In order to facilitate scanning the scrolling speed can also take into account the location of the user’s gaze on the screen. If the user’s gaze is closer to the lower edge of the screen, the system can speed up scrolling and if the gaze is in the center or upper region of the screen the system can slow down scrolling accordingly. Since the scrolling speed and when the scrolling start and stopped are both functions of the user’s gaze, the system adapts to the reading style and patterns of each individual user.

By design the page is always scrolled only in one direction. This is because while reading top to bottom is fairly natural activity that can be detected based on gaze pattern, attempting to reverse scrolling direction triggers too many false positives. Therefore, it has been preferred to chose to combine the reading mode with explicit dwell-based activation for scrolling up in the document.

Off-Screen dwell-based targets:

The eye tracker’s field of view is sufficient to detect when the user looks at these off-screen targets. A dwell duration of 400-450 ms is used to trigger activation of the targets which are mapped to page up, page down, home and end keys on the keyboard.

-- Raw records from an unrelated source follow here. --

PR #231, opened 2021-03-10
🔨 Improve repo scripts

wwilsman:
## What is this?

This drastically improves the scripts used to test and build packages in the repo.

### Testing

While browserifying `@percy/logger` along my way to `@percy/sdk-utils`, I needed to copy `@percy/dom` test and build setup and make sure it worked alongside the node scripts already used to compile those packages with babel. Those two configuration files together were already pretty extensive, so just copying and pasting them into the other packages didn't feel like the correct thing to do within a monorepo.

The Node tests already shared a new test script, so it seemed appropriate to expand on that script to run browser tests as well. By default, it will now run browser tests based on the presence of a `browser` field in the appropriate `package.json` file. Node tests will be skipped if both the `browser` and `main` fields are equal to the same file, indicating a browser-only package. When running both types of test, I discovered that the test runners like to assume that they are in control of the process; so if both types are to run, they are run one after another in forked node processes.

I utilized `yargs-parser` (a sub-dependency from `lerna`, `nyc`, and `tsd`) to parse script arguments to allow specifying when to _only_ run certain types of tests (`--node`, `--browsers`). Karma options can also be provided by nesting `--karma.<options>` which can be useful when debugging (e.g. `test --browsers --karma.browsers Chrome --no-karma.single-run`)

### Coverage

The test script presented another opportunity to make coverage collection and reporting better as well. When either type of tests run, they report respective coverage results; Karma, with `karma-coverage`, will report coverage for each respective browser test report as well. Since we currently test in two browsers, testing a polymorphic package would result in three test reports and three coverage reports. The coverage reports would also not be combined, causing "missed" coverage for code that will never run in the browser and vice versa.

First, the `karma-spec-reporter` and `karma-coverage` plugins were removed since they result in multiple reports for each browser. The `karma-mocha-reporter` plugin is now used and is based on the default Mocha reporter and prints a single report for all browsers. Coverage is handled by leveraging Karma's server events and populating a `global.__coverage__` variable which is picked up when running the `nyc` command. While this enables normal usage of the `nyc` command with our test script, I still opted to have the test script itself handle running `nyc` so we can take advantage of other script features.

Coverage can be tested by using the `--coverage` flag when running any type of tests (`yarn test:coverage` was left as an alias for each package). A coverage reporter can then be specified with the `--reporter` flag, which will report the combined coverage of all tests. This is useful for debugging which lines need covering (e.g `test --coverage --reporter html-spa`)

### Building

The inclusion of automatically handing which type of test to perform, as well as the shared rollup config required by the now shared karma config, inspired me to also consolidate the build scripts. This script is much simpler than the test script, but uses similar techniques from the test script for future expansion. Like the test script, the type of build is automatically detected but can be manually defined via a flag (`--node`, `--bundle`).

### Watching

All new scripts can have a `--watch` argument which will run the script and follow it up with [Gaze](https://github.com/shama/gaze) to re-run the main function whenever any package files are modified. In order to prevent watching `node_modules` files, `dist` files which can cause a infinite build loop, or any other undesirable files, the `.gitignore` file is parsed and transformed into a list of negated globs provided to Gaze. This warranted pulling the main watch logic out into its own sharable file. In the future, this could also be modified to accept command arguments and automatically respawn the command on file changes.

### Other Changes

I also removed an outdated Webpack config file and fixed `@percy/dom` tests, which became broke due to the extensive refactoring of the `rollup.config` file made to work for all repo packages.

### Questions

Should we just add `yargs-parser` to dev deps to be explicit? If so, I'm thinking I'll also add `yargs-unparser` to allow Karma options to be passed down through with coverage logic (`--coverage` will currently ignore `--karma.<options>`)


Robdel12 (approved):
🏁 Nice work! Really polished, you would write a little CLI for this 😂

PR #233, opened 2021-03-10
🔨 Fix script watching

wwilsman:
## What is this?

If the first run of a script fails, it never gets to the watch logic. The error handler also called `process.exit`, which it should not do when watching.

Since test runners like to assume they have control over the process, when run together they were forked. They are now always forked since the watch process needs to control its own process.


Robdel12 (approved):
🏁

PR #494, opened 2021-08-13
✨ Add deprecate config migrate util

wwilsman:
## What is this?

We currently only have a single place where config migrations log a few deprecation warnings, and that is in `@percy/core`. We also had/have deprecations in the Storybook SDK, although that SDK recently left beta and so the deprecations are/will be removed. In the future, other config deprecations might come up, and so it would be helpful to consolidate how deprecations are handled into a single migrate util passed along just like the other current migrate utils.

This PR also updates `@percy/core` migration deprecations to use the new util.

Depends on #493 as these changes are how I discovered those bugs.

### DIFF
--- a/packages/core/test/unit/config.test.js
+++ b/packages/core/test/unit/config.test.js
@@ -3,13 +3,13 @@ import { configMigration } from '../../src/config';
 
 describe('Unit / Config Migration', () => {
   let mocked = {
+    deprecate: (...a) => mocked.migrate.deprecate.push(a),
     map: (...a) => mocked.migrate.map.push(a),
-    del: (...a) => mocked.migrate.del.push(a),
-    log: require('@percy/logger')('test')
+    del: (...a) => mocked.migrate.del.push(a)
   };
 
   beforeEach(() => {
-    mocked.migrate = { map: [], del: [] };
+    mocked.migrate = { deprecate: [], map: [], del: [] };
     logger.mock();
   });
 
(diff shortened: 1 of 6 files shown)


packages/core/test/unit/config.test.js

The off-screen dwell-based targets for documents navigation complement the automated reading mode described above. Since the reading mode only provides scrolling in one direction, if the user wants to scroll up or navigate to the top of the document he/she can do that by using the off-screen targets.


Well, when I want to type passwords for your paypal or email account or something other, and some is behind me, I fell uncomfortable. Even sometimes I could not say them to go some other place for a while. You can understand. But this technology has the solution. You can type keywords or password(s) to your account with eyes and no one would be able to know this.


Pilot studies showed that subjects found the Eye Scroll reading mode to be natural and easy to use. Subjects particularly liked that the scrolling speed adapted to their reading speed. Additionally, they felt in control of the scrolling and did not feel that the text was running away at any point.

But after all this technology is some expensive and currently costs $25,000.

1 comment:

Aaron said...

Thank you for this fantastic article and demonstration videos to boot! I love technology that could go mainstream and would also be accessible to more people than the mouse is.